Other companies are developing treatments for beta thalassemia. Cambridge, MA-based Bluebird Bio (NASDAQ: BLUE) earlier this year received approval from European regulators for Zynteglo, a gene therapy it developed to treat the disorder. Vertex Pharmaceuticals (NASDAQ: VRTX) and CRISPR Therapeutics (NASDAQ: CRSP) are testing a gene-edited therapy for beta thalassemia.

The La Jolla Pharma drug is also in mid-stage trials as a potential treatment for hereditary hemochromatosis, a condition that causes patients to absorb too much iron. Results from a Phase 2 study showed an average 33 percent reduction in iron levels in those given the drug compared to 3 percent in those receiving a placebo, the company said Monday. But the failure in beta thalassemia now has it assessing whether to continue developing the drug for hereditary hemochromatosis.

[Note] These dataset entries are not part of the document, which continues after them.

PR #289, opened 2019-09-10
fix(freebsd): no libpqdev freebsd package

noelmcloughlin:
Resolve failed state on FreeBSD.
```
 - pkg: No packages available to install matching 'libpq-dev' 
              have been found in the repositories
```

### DIFF
--- a/postgres/osfamilymap.yaml
+++ b/postgres/osfamilymap.yaml
@@ -35,6 +35,7 @@ FreeBSD:
   conf_dir: /usr/local/pgsql/data
   data_dir: /usr/local/pgsql/data
     {% endif %}
+  pkg_libpq_dev: null  #not in freebsd
   pkg_client: postgresql{{ release }}-client
   pkg: postgresql{{ release }}-server
   prepare_cluster:


postgres/osfamilymap.yaml
```diff
@@ -35,6 +35,7 @@ FreeBSD:
   conf_dir: /usr/local/pgsql/data
   data_dir: /usr/local/pgsql/data
     {% endif %}
+  pkg_libpq_dev:
```
n-rodriguez: I don't if the new linter config is merged but you should set it to `null` if possible
cc @myii

myii: Nice catch, @n-rodriguez.  I've just pushed the PRs for `empty-values` to 40 of our repos (see https://github.com/saltstack-formulas/template-formula/issues/164).  So yes, each value should be set explicitly.  It's easiest to use `~` to represent `null`, if that's what's required here.  Or even an empty string `''` if that's what's appropriate.

myii: #287 here.

noelmcloughlin: Thanks guys! Great catch ...

So `pkg_libpq_dev: ~` is same as `pkg_libpq_dev: Null` ? This is new to me.

myii: @noelmcloughlin As linked in https://github.com/saltstack-formulas/template-formula/issues/164:

* https://yaml.org/type/null.html

I.e. `pkg_libpq_dev:` without any value after it is _implicitly_ `null`.  So it's no different to `pkg_libpq_dev: ~`, except that we're setting it _explicitly_, avoiding any confusion about what is intended.  This then allows us to ensure there are never any empty values in our YAML, which will be in enforced with the merge of #287.

noelmcloughlin: done. Thanks @myii , @n-rodriguez

n-rodriguez: > I.e. `pkg_libpq_dev:` without any value after it is _implicitly_ `null`. So it's no different to `pkg_libpq_dev: ~`,

If the result is the same, I prefer `null` over `~` to avoid confusion with Jinja concatenation operator.

noelmcloughlin: I agree - done.

PR #1215, opened 2018-05-21
Add Reopen in Container context menu for tab

### LINKED ISSUE #942: Open Current URL in Container X

arai-a:
Simple port of https://bugzilla.mozilla.org/show_bug.cgi?id=1376119 patch to extension.
which fixes #942.

This patch adds "Reopen in Container" menu into tab menu, which reopens the current tab into the new foreground tab with the specified container.
(doesn't touch/remove the current tab)

the difference between this and the patch above:
 * the menu item is shown at the bottom, instead of under "Duplicate Tab"
 * the container icon's color is not reflected (since WebExtensions' menu doesn't support it)

also, currently this patch doesn't have test.

### DIFF
--- a/src/js/background/reopen.js
+++ b/src/js/background/reopen.js
@@ -1,0 +1,69 @@
+const reopenIn = {
+  // Map from menuItemId to cookieStoreId.
+  cookieStoreIds: new Map(),
+
+  init() {
+    browser.menus.onShown.addListener(async (info, tab) => {
+      if (info.contexts.length !== 1) {
+        return;
+      }
+      if (info.contexts[0] !== "tab") {
+        return;
+      }
+
+      await this.rebuildMenu(tab);
+    });
+
+    browser.menus.onClicked.addListener((info, tab) => {
+      browser.tabs.create({
+        url: tab.url,
+        index: tab.index + 1,
+        cookieStoreId: this.cookieStoreIds.get(info.menuItemId)
+      });
+    });
+  },
+
+  async rebuildMenu(tab) {
+    browser.menus.removeAll();
+
+    const containers = await browser.contextualIdentities.query({});
+
+    const folderId = browser.menus.create({
+      title: "Reopen in Container",
+      contexts: ["tab"],
+    });
+
+    if (tab.cookieStoreId !== "firefox-default") {
+      const menuItemId = "openin-firefox-default";
+      this.cookieStoreIds.set(menuItemId, "firefox-default");
+      browser.menus.create({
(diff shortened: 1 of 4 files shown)


src/js/background/reopen.js
```diff
@@ -0,0 +1,69 @@
...
+      if (info.contexts[0] !== "tab") {
+        return;
+      }
+
+      await this.rebuildMenu(tab);
+    });
+
+    browser.menus.onClicked.addListener((info, tab) => {
+      browser.tabs.create({
+        url: tab.url,
```
Qwertovsky: New tab url is 'about:newtab'. Does not work. I think it needs to be replaced by NULL.
> Error: Illegal URL: about:newtab

arai-a: Indeed, thanks :)
but I think opening other open-able tab is not something we should do, since it contradicts with the menu label.

if we implement this as WebExtension feature, we shouldn't show the tab menu for tabs which WebExtensions cannot reopen.
(about:*, data:*, and maybe chrome:* etc?)

Qwertovsky: > we shouldn't show the tab menu for tabs which WebExtensions cannot reopen.

I agree.

arai-a:
This feature is going to be implemented in Firefox itself.

Issue #972, opened 2017-11-16
Refactor to async arrow functions


groovecoder:
See https://github.com/mozilla/multi-account-containers/pull/921#issuecomment-341670787 for details.

Soundharyaam:
Hi, Can I work on this bug?

groovecoder:
Yup.

Soundharyaam:
Thanks!

Soundharyaam:
PR: #1263

Soundharyaam:
@armenzg I have made the PR. Could you please review this?

Soundharyaam:
@groovecoder  I have made the PR. Could you please provide your review on this?

groovecoder:
See https://github.com/mozilla/multi-account-containers/pull/1263#issuecomment-423744345. This is a big refactor - not just throwing `async` onto a single function.

Paarmita:
@groovecoder So we need to assign arrow functions to all async functions in the code base?
And Can I work on this?

groovecoder:
@Paarmita yes - we can clean up some code (i.e., make it less verbose) by using `async (...) => { ... }` in many places.

jonathanKingston:
My intent on the previous bug was only to use `async () => {}` when it's something that is already inline, not changing named methods to be const async arrows.

This is less about changing just the code style in a blanket fashion and instead moving functions to be inlined whenever they are only used once.

The work might actually be check and see if there is any clean up that makes the code less verbose using async arrows. The answer might be it only makes it more verbose. IMO the latest PR makes it more verbose and less idiomatic.

When I suggested the use of these I believe we had small one line functions that are used only once.
```
async a(b) {
  await doThing();
},
async click() {
  for b in x {
    callback(await a(b));
  }
}
```

Which could be changed to something along the lines of:
```
async click() {
  for b in x {
    callback(await a(b) {
      await doThing();
    });
  }
}
```

Paarmita:
@jonathanKingston I changed the async function to arrow functions which makes it more verbose, I can work on the suggested lines as well. Do I need to change arrow functions for which I opened the PR?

Nearly two years have passed since La Jolla Pharma, founded in 1989, brought its first drug to market. The FDA OK’d angiotensin II (Giaprezatm), a drug to increase blood pressure in patients with septic or other types of shock; it was also approved this year by European regulators to treat a subset of patients with those conditions whose blood pressure hasn’t responded to other therapies. That treatment, which was launched in the US in March 2018, brought in $15.8 million in the first nine months of 2019, according to company documents. In that time, La Jolla Pharma reported a net loss of $29 million.

In the wake of LJPC-401’s failure, La Jolla Pharma says it will focus on maximizing sales of angiotensin II in the US and Europe. It also plans to devote resources to artesunate, an experimental treatment for severe malaria that has been recently submitted to the FDA for review.